For the infrastructure side of running a memory server alongside your model runtime, see Docker Setup for Local AI Tools.
Practical use cases
- **Multi-agent workflows.** Use Claude Code for architecture design, Codex for implementation, and Kimi Code for review — all sharing the same project context through ai-memory. See Build a Two-Model Workflow with a Fast Model and a Reasoning Model for a related pattern applied to models rather than agents.
- **Intermittent development.** Work on a project in the evening with Claude Code, pick it up the next morning with Codex on a different machine. The handoff page tells the new agent exactly where you stopped.
- **Team knowledge sharing.** Run ai-memory on a homelab server and connect every developer's agent to it. The wiki becomes a shared, persistent project knowledge base that survives individual session history.

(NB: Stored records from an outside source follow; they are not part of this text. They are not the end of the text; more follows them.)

PR #8267, opened 2017-12-05
Swift App Delegate 3: Third Party SDK configuration

frosty:
Continuing from #8258, this PR moves methods for configuring the various third party SDKs we use over to Swift. Ported over:

* Reachability
* Hockey
* Analytics
* Crashlytics
* App Rating Utility

I also removed some unnecessary StoreKit code, and fixed a logic issue with analytics where it didn't reflect the way the editor and NUX are presented these days.

As with the previous PRs for the Great Swiftening, this PR is primarily concerned with just getting the code translated to Swift as-is – we can make improvements later.

To test:

* Check the Swift code against the obj-c code
* Ensure the app builds correctly for both Debug and Release builds (as there's some conditional code in there) and that tests pass

PR #11556, opened 2019-04-25
Swift App Delegate 4: Tracks and Keychain

frosty:
Continuing from #8267, this PR ports over the tracks and keychain methods from the app delegate into Swift. I'm trying to keep things as close as possible to the current implementation to make it easy to review. We can always go back and clean up the code afterwards.

I'm not sure we can easily test the keychain migration code, and I don't even think it's probably getting triggered any more, as it was originally written 6 years ago to fix a keychain storage issue which we since rectified. We could just remove it?

Also, per-file log levels seem difficult / not really supported in CocoaLumberjack for Swift. But everything in here is now `Info` level, so I think it shouldn't matter.

**To test:**

* Review the code
* Do a smoke test to ensure logging is still happening

@astralbodies would you mind taking a look?


frosty:
@astralbodies Thanks for the review! I removed `fixKeychainAccess`. Still okay for me to merge?

astralbodies:
@frosty Go for it!

Issue #8916, opened 2018-03-16
After creating a new post draft, it doesn't appear in the draft list


etoledom:
### Expected behavior
A new draft post appears in the draft list.

### Actual behavior
When creating a new draft and going back to the draft list, the newly created draft doesn't appear in the list until I refresh the list.

### Steps to reproduce the behavior
1. Go to the posts list
2. Display the drafts list
3. Open the editor to create a new Post
4. Save it as a Draft
5. Close the editor to go back to the Draft list
6. The list will be as it was before, without displaying the new draft

![vid2](https://user-images.githubusercontent.com/9772967/37521037-03737fe4-28fe-11e8-854f-5bf23018d181.gif)

frosty:
Thanks for opening this. This is likely to change fairly soon, as we make tweaks for async – we'll ensure that posts show up in the list during the upload process and reflect their current status :)

frosty:
This is fixed in one situation, and still valid in another:

* Following the steps shown above (tapping ... > Save as Draft, then leaving the editor), the issue still persists and the post doesn't immediately appear in the list.
* If you instead tap the X in the editor and choose "Save Draft" from that menu, the draft appears in the posts list as soon as the editor disappears.

PR #11558, opened 2019-04-25
Draft missing from post list

elibud:
**Fixes** #8916 

**To test:**

1. Go to the posts list
2. Display the drafts list
3. Open the editor to create a new Post
4. Save it as a Draft from the top right three dots menu
5. Close the editor from the cross on the top left and to go back to the Draft list
6. The newly created post should be there

Also test: publishing a new post from the draft list, from the published list, scheduling posts, etc. Basically we need to run through all the publishing scenarios to make sure nothing is broken.

Notes:

There were two issues at play here:
 - The `shouldRemovePostOnDismiss` property was being calculated during the ViewController initialization, which was incorrect because the post status could change later on.
- When closing the editor from the top left cross, and assumption that there were no changes was made, and this is not correct since the post could've been previously saved via the right three dots menu. Basically when we close the editor we can't assume no changes were made unless the post was created and deleted/discarded.

I've made the minimum amount of changes that fix the bug, however there's a lot of dead code on `PostEditor+Publish`, and logic around PostPost that should be cleaned up in a subsequent PR.

Update release notes:

### DIFF
--- a/WordPress/Classes/ViewRelated/Post/PostEditor+Publish.swift
+++ b/WordPress/Classes/ViewRelated/Post/PostEditor+Publish.swift
@@ -232,8 +232,9 @@ extension PostEditor where Self: UIViewController {
 
         post = originalPost
         post.deleteRevision()
+        let shouldRemovePostOnDismiss = post.hasNeverAttemptedToUpload() && !post.isLocalRevision
 
-        if post.hasNeverAttemptedToUpload() && !post.isLocalRevision {
+        if shouldRemovePostOnDismiss {
             post.remove()
             postDeleted = true
         } else if shouldCreateDummyRevision {
--- a/WordPress/Classes/ViewRelated/Post/PostEditor+Publish.swift
+++ b/WordPress/Classes/ViewRelated/Post/PostEditor+Publish.swift
@@ -232,7 +232,7 @@ extension PostEditor where Self: UIViewController {
         post = originalPost
         post.deleteRevision()
 
-        if shouldRemovePostOnDismiss {
+        if post.hasNeverAttemptedToUpload() && !post.isLocalRevision {
             post.remove()
         } else if shouldCreateDummyRevision {
             post.createRevision()
--- a/WordPress/Classes/ViewRelated/Post/PostEditor+Publish.swift
+++ b/WordPress/Classes/ViewRelated/Post/PostEditor+Publish.swift
@@ -192,14 +192,13 @@ extension PostEditor where Self: UIViewController {
             showPostHasChangesAlert()
         } else {
             editorSession.end(outcome: .cancel)
-            discardChangesAndUpdateGUI()
+            discardUnsavedChangesAndUpdateGUI()
         }
     }
 
-    func discardChangesAndUpdateGUI() {
+    func discardUnsavedChangesAndUpdateGUI() {
         discardChanges()
-
-        dismissOrPopView(didSave: false)
+        dismissOrPopView()
     }
 
     func discardChanges() {
@@ -283,7 +282,7 @@ extension PostEditor where Self: UIViewController {
         // Button: Discard
         alertController.addDestructiveActionWithTitle(discardTitle) { _ in
             self.editorSession.end(outcome: .discard)
-            self.discardChangesAndUpdateGUI()
+            self.discardUnsavedChangesAndUpdateGUI()
         }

- **Audit trail.** Because the wiki is git-versioned markdown, you can browse the full evolution of decisions, experiments, and approaches with `git log`. This is valuable for debugging why a particular architecture choice was made.
What to watch out for
ai-memory is at **v0.2** — functional and well-documented, but still in active development. The core handoff and wiki compilation work reliably, but you should expect API changes and configuration churn as the project matures.
The server exposes an HTTP endpoint by default. For single-user laptop setups, binding to loopback (127.0.0.1) is sufficient. For homelab deployments, add bearer-token authentication as described in the project's security documentation.
Conclusion
Persistent cross-agent memory is one of those capabilities that seems obvious in retrospect. If you use AI coding agents seriously, the friction of repeating context between sessions adds up fast. ai-memory solves this cleanly with a well-designed Rust server, zero-friction hooks, and a plain-markdown wiki that you own completely. It is a worthwhile addition to any self-hosted AI coding setup.
FAQ
Does ai-memory store my code or prompts?
It stores prompts, tool calls, and session activity in a local wiki. Your source code is not captured unless it appears in prompts or tool outputs.
Can I run it without an LLM provider?
Yes. Zero-LLM mode still captures sessions, provides FTS5 search, and generates rule-based summaries. An LLM is only needed for richer wiki consolidation.
Which agents are supported?
Claude Code, Codex, OpenCode, Cursor, Gemini CLI, Antigravity CLI, OpenClaw, Oh My Pi (OMP), and Claude Desktop (MCP-only).
Do I need a vector database?
No. The wiki uses git-versioned markdown with FTS5 search. No vector database, no embedding pipeline, no infrastructure babysitting.